Dr. François Duvalier, also known as “Papa Doc,” was the president of Haiti from 1957 to 1971. His regime was notorious for its autocratic and corrupt rule.
Born on April 14, 1907 in the Haitian capital Port-au-Prince, François Duvalier was the son of Duval Duvalier and Uritia Abraham. Politically active from an early age, Duvalier wrote articles for the nationalist and anti-American occupation newspaper, Action Nationale under the name Abderrahman. In 1934, he attended medical school at the University of Haiti and subsequently worked at various hospitals and clinics around the city. Despite his earlier opposition to U.S. control of Haiti, Duvalier later participated in the U.S. sponsored campaigns against malaria and yaws in the 1940s.

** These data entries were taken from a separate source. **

PR #16729, opened 2018-06-08
[BUGFIX beta] Throw error if run.bind receives no method

### LINKED ISSUE #16652: Ember.run.bind should throw an error if the callback is undefined

Serabe:
This commit uses the same logic as backburner.join to know
which method is being bound.

Fixes #16652

### DIFF
--- a/packages/@ember/runloop/index.js
+++ b/packages/@ember/runloop/index.js
@@ -217,7 +217,30 @@ export function join() {
   @since 1.4.0
   @public
 */
-export const bind = (...curried) => (...args) => join(...curried.concat(args));
+export const bind = (...curried) => {
+  assert(
+    'could not find a suitable method to bind',
+    (function(methodOrTarget, methodOrArg) {
+      // Applies the same logic as backburner parseArgs for detecting if a method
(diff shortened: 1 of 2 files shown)


packages/@ember/runloop/index.js
```diff
@@ -217,7 +217,39 @@ export function join() {
   @since 1.4.0
   @public
 */
-export const bind = (...curried) => (...args) => join(...curried.concat(args));
+export const bind = (...curried) => {
+  if (!bindMethodPresent(...curried)) {
+    throw new Error('could not find a suitable method to bind');
```
rwjblue: Can we make this an assertion and inline the `bindMethodPresent` implementation in an IIFE as the predicate?

```js
assert('Could not find a suitable method to bind.', (function() {
  // guts of conditional below...
})());
```

Serabe:
No problem. I used an error because it was what was requested, but can
easily be done.

Serabe:
Done!

rwjblue (approved):

rwjblue:
Thank you!!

Continuing his political activism, Duvalier co-founded the journal Les Griots. The journal promoted Négritude (a form of black nationalism) and championed the black minority against the Europeanized mixed-race elite. Duvalier asserted in his book, Le Problème des classes à travers l’histoire d’Haïti, that the black middle class should declare its power and overthrow the elite mulatto hegemony. Throwing support behind Dumarsais Estimé’s government, Duvalier served in the Ministries of Public Health and Labor, giving him his first role in government. When a bloodless coup in 1950 elevated Colonel Paul Magloire to the Presidency, Duvalier went into hiding.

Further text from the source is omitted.